• _TASK PROMPT_
Once you have read the records below, print them again exactly as they stand.

• _Stored data_
PR #4668, opened 2023-02-08
feat: Collect Lambda Authorizers found in Cloudformation resources

lucashuy:
Adds the ability to parse `AWS::ApiGateway::Authorizer` and `AWS::ApiGatewayV2::Authorizer` resources to collect Lambda authorizers.

Updates the parsing of `AWS::ApiGateway::Method` and `AWS::ApiGatewayV2::Route` resources to save their reference to an authorizer.

Updates the main `cfn_api_provider.py` by adding two new static methods for the authorizers, and modifies the existing methods for `Method` and `Route`.

#### Mandatory Checklist

- [x] Write/update unit tests
- [x] `make pr` passes
- [ ] Write documentation


samcli/lib/providers/cfn_api_provider.py
```diff
@@ -75,6 +95,208 @@ def extract_resources(self, stacks: List[Stack], collector: ApiCollector, cwd: O
...
+            raise InvalidSamTemplateException(
+                f"Lambda Authorizer '{logical_id}' of type TOKEN, must have "
+                f"'{CfnApiProvider._AUTHORIZER_IDENTITY_SOURCE}' of type string defined."
+            )
+
+        if identity_source_template is not None and not isinstance(identity_source_template, str):
+            raise InvalidSamTemplateException(
+                f"Lambda Authorizer '{logical_id}' contains an invalid '{CfnApiProvider._AUTHORIZER_IDENTITY_SOURCE}', "
+                "it must be a comma-separated string."
+            )
```
lucashuy, line 175: For authorizers of type `REQUEST`, identity sources are optional in API Gateway V1 depending on if caching is enabled or not (if caching is enabled, must provide identity sources). I've made the choice to not validate this.

samcli/commands/local/lib/swagger/parser.py
```diff
@@ -100,7 +100,9 @@ def get_authorizers(self, event_type: str = Route.API) -> Dict[str, Authorizer]:
                 continue
 
             authorizer_type = authorizer_object.get(SwaggerParser._AUTHORIZER_TYPE, "").lower()
-            payload_version = authorizer_object.get(SwaggerParser._AUTHORIZER_PAYLOAD_VERSION, "1.0")
+            payload_version = authorizer_object.get(
+                SwaggerParser._AUTHORIZER_PAYLOAD_VERSION, LambdaAuthorizer.PAYLOAD_V1
+            )
```
lucashuy, line 105: Moving to constant

samcli/lib/list/endpoints/endpoints_producer.py
```diff
@@ -25,9 +25,9 @@
     AWS_APIGATEWAY_V2_API,
     AWS_LAMBDA_FUNCTION_URL,
     AWS_APIGATEWAY_BASE_PATH_MAPPING,
-    AWS_APIGATEWAY_v2_BASE_PATH_MAPPING,
+    AWS_APIGATEWAY_V2_BASE_PATH_MAPPING,
     AWS_APIGATEWAY_V2_DOMAIN_NAME,
-    AWS_APIGATWAY_DOMAIN_NAME,
+    AWS_APIGATEWAY_DOMAIN_NAME,
```
lucashuy, line 30: Fixing spelling/formatting mistake

samcli/lib/providers/cfn_api_provider.py
```diff
@@ -66,6 +83,9 @@ def extract_resources(self, stacks: List[Stack], collector: ApiCollector, cwd: O
                 if resource_type == AWS_APIGATEWAY_METHOD:
                     self._extract_cloud_formation_method(stack.stack_path, resources, logical_id, resource, collector)
 
+                if resource_type == AWS_APIGATEWAY_AUTHORIZER:
```
sriram-mv, line 86: Nothing specific to this PR, but I would want to us to move to a dispatch pattern whenever there are multiple if branches.

Something like:
```python
for resource_extractor in resource_extractors:
     resource_extract.extract(*args, **kwargs) # pass in the args deemed necessary.
```

might be easier to read and the behavior is apparent.

samcli/lib/providers/cfn_api_provider.py
```diff
@@ -75,6 +95,208 @@ def extract_resources(self, stacks: List[Stack], collector: ApiCollector, cwd: O
...
+        if identity_source_template is not None and not isinstance(identity_source_template, str):
+            raise InvalidSamTemplateException(
+                f"Lambda Authorizer '{logical_id}' contains an invalid '{CfnApiProvider._AUTHORIZER_IDENTITY_SOURCE}', "
+                "it must be a comma-separated string."
+            )
+
+        # split and parse out identity sources
+        identity_source_list = []
+
+        if identity_source_template:
```
sriram-mv, line 180: should there be validation on it being a comma separated list?

lucashuy: Thats a good idea. I think we can further extend this to validating the actual identity source itself, likely using a set of regular expressions.

I make that change in a different PR since that also applies to the other methods of collecting authorizers, and also address the empty string comparison that is done when linking.

samcli/lib/providers/cfn_api_provider.py
```diff
@@ -75,6 +95,208 @@ def extract_resources(self, stacks: List[Stack], collector: ApiCollector, cwd: O
...
+        ----------
+        logical_id: str
+            The logical ID of the Authorizer
+        resource: dict
+            The attributes for the Authorizer
+        collector: ApiCollector
+            ApiCollector to save Authorizers into
+        """
+        properties = resource.get("Properties", {})
+        authorizer_type = properties.get(CfnApiProvider._AUTHORIZER_TYPE, "").lower()
```
mndeveci, line 116: Just curious, why we are calling `lower` here?

samcli/lib/providers/cfn_api_provider.py
```diff
@@ -75,6 +95,208 @@ def extract_resources(self, stacks: List[Stack], collector: ApiCollector, cwd: O
...
+                logical_id,
+                authorizer_type,
+            )
+            return
+
+        if not authorizer_uri:
+            raise InvalidSamTemplateException(
+                f"Authorizer '{logical_id}' is missing the '{CfnApiProvider._AUTHORIZER_AUTHORIZER_URI}' "
+                "property, a valid Lambda ARN must be provided."
+            )
```
mndeveci, line 152: I feel like this part can be extracted as validation method to to improve the readability. Which can also be combined what @sriram-mv suggested above (like different types might have their own implementation for a base interface or an abstract class).

samcli/lib/providers/cfn_api_provider.py
mndeveci: It is great to read these feedbacks, but I wonder if we should write some of them in the code so that we can understand the decision later? 🤔

samcli/lib/providers/cfn_api_provider.py
lucashuy: When defining the type in `Properties`, the expected values are `TOKEN` and `REQUEST`, but if defined in swagger, then its `token` or `request`. To make things consistent, I elected to make things lowercase once it makes its way into SAM CLI.

lucashuy: Oh, a good point here would be to also consider validating this behaviour.

sriram-mv (approved):

mndeveci (approved):

PR #4671, opened 2023-02-08
chore: fix sam local and sam sync integration tests

mndeveci:
Fixes recent issues with integration tests;
- With removal of `python3.6`, we bumped some local tests to use newer python versions but they have different output if an error happens. Updated those tests with expected error message (also verified with error message of actually deployed lambda [see below]).
```
{
    "errorMessage": "Lambda is raising an exception", 
    "errorType": "Exception", 
    "requestId": "6698a3f0-09b6-4ae9-93cb-27882edd5046",
    "stackTrace": ["  File \"/var/task/lambda_function.py\", line 4, in lambda_handler\n    raise Exception(\"Lambda is raising an exception\")\n"]
}
```
- Recently added `sam sync` tests which is related to layers, have added new functions in the test template, which broke the existing tests. Those tests have been moved to its own template and test case.
- Increased default time out for waiting the process output, which should resolve the issues in recent windows tests.

### DIFF
--- a/tests/integration/testdata/invoke/template.yml
+++ b/tests/integration/testdata/invoke/template.yml
@@ -129,7 +129,7 @@ Resources:
     Type: AWS::Serverless::Function
     Properties:
       Handler: main.raise_exception
-      Runtime: python3.9
+      Runtime: python3.7
       CodeUri: .
       Timeout: 600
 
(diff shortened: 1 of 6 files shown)


tests/integration/testdata/invoke/template.yml
```diff
@@ -129,7 +129,7 @@ Resources:
     Type: AWS::Serverless::Function
     Properties:
       Handler: main.raise_exception
-      Runtime: python3.9
+      Runtime: python3.7
```
jfuss, line 132: Is there a reason we downgraded this?

jfuss (changes requested):

jfuss (approved):

hnnasit (approved):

• _WRITTEN ANSWER_
PR #4668, opened 2023-02-08
feat: Collect Lambda Authorizers found in Cloudformation resources

lucashuy:
Adds the ability to parse `AWS::ApiGateway::Authorizer` and `AWS::ApiGatewayV2::Authorizer` resources to collect Lambda authorizers.

Updates the parsing of `AWS::ApiGateway::Method` and `AWS::ApiGatewayV2::Route` resources to save their reference to an authorizer.

Updates the main `cfn_api_provider.py` by adding two new static methods for the authorizers, and modifies the existing methods for `Method` and `Route`.

#### Mandatory Checklist

- [x] Write/update unit tests
- [x] `make pr` passes
- [ ] Write documentation


samcli/lib/providers/cfn_api_provider.py
```diff
@@ -75,6 +95,208 @@ def extract_resources(self, stacks: List[Stack], collector: ApiCollector, cwd: O
...
+            raise InvalidSamTemplateException(
+                f"Lambda Authorizer '{logical_id}' of type TOKEN, must have "
+                f"'{CfnApiProvider._AUTHORIZER_IDENTITY_SOURCE}' of type string defined."
+            )
+
+        if identity_source_template is not None and not isinstance(identity_source_template, str):
+            raise InvalidSamTemplateException(
+                f"Lambda Authorizer '{logical_id}' contains an invalid '{CfnApiProvider._AUTHORIZER_IDENTITY_SOURCE}', "
+                "it must be a comma-separated string."
+            )
```
lucashuy, line 175: For authorizers of type `REQUEST`, identity sources are optional in API Gateway V1 depending on if caching is enabled or not (if caching is enabled, must provide identity sources). I've made the choice to not validate this.

samcli/commands/local/lib/swagger/parser.py
```diff
@@ -100,7 +100,9 @@ def get_authorizers(self, event_type: str = Route.API) -> Dict[str, Authorizer]:
                 continue
 
             authorizer_type = authorizer_object.get(SwaggerParser._AUTHORIZER_TYPE, "").lower()
-            payload_version = authorizer_object.get(SwaggerParser._AUTHORIZER_PAYLOAD_VERSION, "1.0")
+            payload_version = authorizer_object.get(
+                SwaggerParser._AUTHORIZER_PAYLOAD_VERSION, LambdaAuthorizer.PAYLOAD_V1
+            )
```
lucashuy, line 105: Moving to constant

samcli/lib/list/endpoints/endpoints_producer.py
```diff
@@ -25,9 +25,9 @@
     AWS_APIGATEWAY_V2_API,
     AWS_LAMBDA_FUNCTION_URL,
     AWS_APIGATEWAY_BASE_PATH_MAPPING,
-    AWS_APIGATEWAY_v2_BASE_PATH_MAPPING,
+    AWS_APIGATEWAY_V2_BASE_PATH_MAPPING,
     AWS_APIGATEWAY_V2_DOMAIN_NAME,
-    AWS_APIGATWAY_DOMAIN_NAME,
+    AWS_APIGATEWAY_DOMAIN_NAME,
```
lucashuy, line 30: Fixing spelling/formatting mistake

samcli/lib/providers/cfn_api_provider.py
```diff
@@ -66,6 +83,9 @@ def extract_resources(self, stacks: List[Stack], collector: ApiCollector, cwd: O
                 if resource_type == AWS_APIGATEWAY_METHOD:
                     self._extract_cloud_formation_method(stack.stack_path, resources, logical_id, resource, collector)
 
+                if resource_type == AWS_APIGATEWAY_AUTHORIZER:
```
sriram-mv, line 86: Nothing specific to this PR, but I would want to us to move to a dispatch pattern whenever there are multiple if branches.

Something like:
```python
for resource_extractor in resource_extractors:
     resource_extract.extract(*args, **kwargs) # pass in the args deemed necessary.
```

might be easier to read and the behavior is apparent.

samcli/lib/providers/cfn_api_provider.py
```diff
@@ -75,6 +95,208 @@ def extract_resources(self, stacks: List[Stack], collector: ApiCollector, cwd: O
...
+        if identity_source_template is not None and not isinstance(identity_source_template, str):
+            raise InvalidSamTemplateException(
+                f"Lambda Authorizer '{logical_id}' contains an invalid '{CfnApiProvider._AUTHORIZER_IDENTITY_SOURCE}', "
+                "it must be a comma-separated string."
+            )
+
+        # split and parse out identity sources
+        identity_source_list = []
+
+        if identity_source_template:
```
sriram-mv, line 180: should there be validation on it being a comma separated list?

lucashuy: Thats a good idea. I think we can further extend this to validating the actual identity source itself, likely using a set of regular expressions.

I make that change in a different PR since that also applies to the other methods of collecting authorizers, and also address the empty string comparison that is done when linking.

samcli/lib/providers/cfn_api_provider.py
```diff
@@ -75,6 +95,208 @@ def extract_resources(self, stacks: List[Stack], collector: ApiCollector, cwd: O
...
+        ----------
+        logical_id: str
+            The logical ID of the Authorizer
+        resource: dict
+            The attributes for the Authorizer
+        collector: ApiCollector
+            ApiCollector to save Authorizers into
+        """
+        properties = resource.get("Properties", {})
+        authorizer_type = properties.get(CfnApiProvider._AUTHORIZER_TYPE, "").lower()
```
mndeveci, line 116: Just curious, why we are calling `lower` here?

samcli/lib/providers/cfn_api_provider.py
```diff
@@ -75,6 +95,208 @@ def extract_resources(self, stacks: List[Stack], collector: ApiCollector, cwd: O
...
+                logical_id,
+                authorizer_type,
+            )
+            return
+
+        if not authorizer_uri:
+            raise InvalidSamTemplateException(
+                f"Authorizer '{logical_id}' is missing the '{CfnApiProvider._AUTHORIZER_AUTHORIZER_URI}' "
+                "property, a valid Lambda ARN must be provided."
+            )
```
mndeveci, line 152: I feel like this part can be extracted as validation method to to improve the readability. Which can also be combined what @sriram-mv suggested above (like different types might have their own implementation for a base interface or an abstract class).

samcli/lib/providers/cfn_api_provider.py
mndeveci: It is great to read these feedbacks, but I wonder if we should write some of them in the code so that we can understand the decision later? 🤔

samcli/lib/providers/cfn_api_provider.py
lucashuy: When defining the type in `Properties`, the expected values are `TOKEN` and `REQUEST`, but if defined in swagger, then its `token` or `request`. To make things consistent, I elected to make things lowercase once it makes its way into SAM CLI.

lucashuy: Oh, a good point here would be to also consider validating this behaviour.

sriram-mv (approved):

mndeveci (approved):

PR #4671, opened 2023-02-08
chore: fix sam local and sam sync integration tests

mndeveci:
Fixes recent issues with integration tests;
- With removal of `python3.6`, we bumped some local tests to use newer python versions but they have different output if an error happens. Updated those tests with expected error message (also verified with error message of actually deployed lambda [see below]).
```
{
    "errorMessage": "Lambda is raising an exception", 
    "errorType": "Exception", 
    "requestId": "6698a3f0-09b6-4ae9-93cb-27882edd5046",
    "stackTrace": ["  File \"/var/task/lambda_function.py\", line 4, in lambda_handler\n    raise Exception(\"Lambda is raising an exception\")\n"]
}
```
- Recently added `sam sync` tests which is related to layers, have added new functions in the test template, which broke the existing tests. Those tests have been moved to its own template and test case.
- Increased default time out for waiting the process output, which should resolve the issues in recent windows tests.

### DIFF
--- a/tests/integration/testdata/invoke/template.yml
+++ b/tests/integration/testdata/invoke/template.yml
@@ -129,7 +129,7 @@ Resources:
     Type: AWS::Serverless::Function
     Properties:
       Handler: main.raise_exception
-      Runtime: python3.9
+      Runtime: python3.7
       CodeUri: .
       Timeout: 600
 
(diff shortened: 1 of 6 files shown)


tests/integration/testdata/invoke/template.yml
```diff
@@ -129,7 +129,7 @@ Resources:
     Type: AWS::Serverless::Function
     Properties:
       Handler: main.raise_exception
-      Runtime: python3.9
+      Runtime: python3.7
```
jfuss, line 132: Is there a reason we downgraded this?

jfuss (changes requested):

jfuss (approved):

hnnasit (approved):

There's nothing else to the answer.